OK, let's start again with the Armstrong/Reed/CITZMU phi-rho-z calculation of the SiIr alloy where we obtain what ostensibly appears to be Si55Ir45 (atomic):
#1 approx. Ir45Si55 (atomic) based on Ir3Si5 standard
SAMPLE: 1, ITERATIONS: 4, Z-BAR: 67.40733
ELEMENT ABSCOR FLUCOR ZEDCOR ZAFCOR STP-POW BKS-COR F(x)u Ec Eo/Ec MACs
Ir la .9907 1.0000 1.0824 1.0723 1.1287 .9589 .9548 11.2150 1.7833 124.108
Si ka 1.6859 .9886 .7791 1.2986 .5819 1.3389 .5095 1.8390 10.8755 1456.45
ELEMENT K-RAW K-VALUE ELEMWT% OXIDWT% ATOMIC% FORMULA KILOVOL
Ir la .79090 .79090 84.806 ----- 44.860 .449 20.00
Si ka .11730 .11730 15.232 ----- 55.140 .551 20.00
TOTAL: 100.038 ----- 100.000 1.000
Now we switch to alpha factor polynomial fitting using the Analytical | ZAF, Phi-Rho-Z, Alpha Factor, Calibration Curve Selection menu:
(https://smf.probesoftware.com/oldpics/i57.tinypic.com/otnhp2.jpg)

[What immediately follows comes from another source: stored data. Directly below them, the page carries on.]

PR #2199, opened 2024-08-30
[SNOW-1514712] Support UDFs for Snowpark IR

sfc-gh-lspiegelberg:
Part I of supporting UDFs. This supports `udf` decorator.

Other:
- Fixes in `udf_utils.py` the case when in `get_opt_arg_defaults` the returned python `arg_spec = inspect.getfullargspec(target_func)` is `None`. (Yes, this actually happens).
- Fixes in `conftest.py` for the AST tests the initialization of the session. Previous init using constructors is incorrect, need to use builder pattern as session is not properly registered for `_get_active_session` else.
- Changes `call_udf` to more correctly become calling a builtin function.


src/snowflake/snowpark/_internal/ast.py
```diff
@@ -161,3 +171,14 @@ def _init_batch(self):
         self._request.client_language.python_language.version.label = releaselevel
 
         self._request.client_ast_version = CLIENT_AST_VERSION
+
+    def register_callable(self, func: Callable) -> int:
+        """tracks client-side an actual callable and returns an id."""
```
sfc-gh-azwiegincew, line 176: t => T
an id => its ID

tests/ast/data/col_udf.test
```diff
@@ -0,0 +1,50 @@
...
+
+# call_udf should be encoded as builtin applexpr. It only works for named (& permanently) registered udfs.
+
+add_two = udf(lambda x: x + 2, return_type=IntegerType(), input_types=[IntegerType()], name="add_two", replace=True)
+
+df.select(call_udf("add_two", col("A")).as_("a_Ans")).collect()
+
+param_udf = udf(lambda x, y: str(y + x**2), return_type=VariantType(), input_types=[IntegerType(), FloatType()],
+    name="param_udf", is_permanent=True, stage_location="@", imports=["numpy"], packages=["bla"],
+     replace=True, if_not_exists=False, parallel=8, max_batch_size=2, source_code_display=False,
```
sfc-gh-azwiegincew, line 21: bad indentation

PR #2202, opened 2024-08-30
SNOW-1640548, SNOW-1640549, SNOW-1640554, SNOW-1640562: Add support for Series.dt.days/seconds/microseconds/nanoseconds

sfc-gh-helmeleegy:

   

   Fixes SNOW-1640548, SNOW-1640549, SNOW-1640554, SNOW-1640562

  Add support for Series.dt.days/seconds/microseconds/nanoseconds.


src/snowflake/snowpark/modin/pandas/series.py
```diff
@@ -2420,7 +2424,9 @@ def dt(self):  # noqa: RT01, D200
         """
         # TODO: SNOW-1063347: Modin upgrade - modin.pandas.Series functions
         current_dtype = self.dtype
-        if not is_datetime64_any_dtype(current_dtype):
+        if not is_datetime64_any_dtype(current_dtype) and not is_timedelta64_dtype(
```
sfc-gh-nkumar, line 2427: We should also raise an error if user tries to access timedelta property on datetime column and vice-a-versa.

sfc-gh-nkumar (approved):
Looks good! One comment to improve error messages when accessing dt properties on incorrect type.

src/snowflake/snowpark/modin/pandas/series.py
sfc-gh-joshi: Should we be doing this type validation here, or just letting the query compiler or SQL engine take care of it?

sfc-gh-nkumar: Generally it's fine to let SQL engine take care of error handling. But timedelta type is special case as it only exists on client so it makes sense to raise type errors in client layer. modin frontend end vs query compiler, right now we are doing such checks in both places, so either works.

sfc-gh-helmeleegy: Good catch. Done.

src/snowflake/snowpark/modin/plugin/compiler/snowflake_query_compiler.py
```diff
@@ -10842,16 +10842,16 @@ def dt_freq(self) -> "SnowflakeQueryCompiler":
         return self.dt_property("freq")
 
     def dt_seconds(self) -> "SnowflakeQueryCompiler":
-        return self.dt_property("seconds")
+        return self.timedelta_property("seconds")
```
sfc-gh-azhan, line 10845: Why change this? why we call timedelta_property for dt_property now? What about the existing code in dt_property?

sfc-gh-helmeleegy: Because initially all properties were calling `dt_property` such that if they were not implemented, a NotImplementedError is raised. This was the case for `seconds` for example before this PR. Now we are distinguishing between datetime properties from timedelta properties, where the former is handled by `timedelta_property` and the latter is handled by `dt_property`.

sfc-gh-helmeleegy: Because initially all properties were calling `dt_property` such that if they were not implemented, a NotImplementedError is raised. This was the case for `seconds` for example before this PR. Now we are distinguishing between datetime properties from timedelta properties, where the former is handled by `timedelta_property` and the latter is handled by `dt_property`.

sfc-gh-azhan: But `dt_property` support `second`, I don't suggest but you could use similar way to support `seconds`. 
I'm a little worry about the code management here. For example `day` go to `dt_property` but `days` go to `timedelta_properties` but esentially they should be the same thing. 
CC @sfc-gh-nkumar Any idea how we can improve this?

sfc-gh-azhan (approved):

PR #2205, opened 2024-08-30
SNOW-1063347: Remove series.py

sfc-gh-joshi:

   

   Fixes SNOW-1063347

This PR removes series.py (following up #2167). As before, any preserved overrides are given a reason in code comments. The following methods have been added to `series_overrides.py`:
- __init__
- sub/subtract, and most other binary operators
- aggregate/agg
- apply
- map
- argmax/argmin
- case_when
- dropna
- duplicated
- sum/std/var
- cat/str/dt
- name
- empty
- fillna
- groupby
- info
- _qcut
- replace
- reset_index
- set_axis
- rename
- sort_values
- unstack
- where
- value_counts
- shift
- squeeze
- _prepare_inter_op
- _to_datetime
- to_list
- _create_or_update_from_compiler
- to_frame
- _to_pandas
- to_numpy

If we plot these alpha factors derived from the k-ratios from the Armstrong/Reed/CITZMU calculations (see the Analytical | Calculate and Plot Binary Alpha factors menu) we obtain this plot for Ir La at 20 keV:
(https://smf.probesoftware.com/oldpics/i57.tinypic.com/2zzoykj.jpg)
and this plot for Si ka at 20 keV where we can see that even with a 2nd order polynomial, the fit is not perfect due to the non-linear nature of the absorption correction:
(https://smf.probesoftware.com/oldpics/i57.tinypic.com/21294ky.jpg)
Now we get roughly similar results to the "straight" phi-rho-z calculation fitting the Armstrong/Reed/CITZMU k-ratios to polynomial alpha factors as seen here:
ELEMENT ir la si ka Total
UNK KRAT .7909 .1173
UNK WT% 84.990 14.951 99.941
UNK AT% 45.375 54.625 100.000
UNK BETA 1.0746 1.2746
ALPITER 6.0000
The point being that the polynomial alpha factor fitting allows one to pre-calculate the physics for each binary system, and subsequently combine them using the beta factor expression for arbitrary compositions as described here:
http://smf.probesoftware.com/index.php?topic=139.msg637#msg637
Now we enable the Penepma 2012 k-ratios as seen here, again from the Analytical | ZAF, Phi-Rho-Z, Alpha Factor, Calibration Curve Selection menu:
(https://smf.probesoftware.com/oldpics/i58.tinypic.com/16lwggz.jpg)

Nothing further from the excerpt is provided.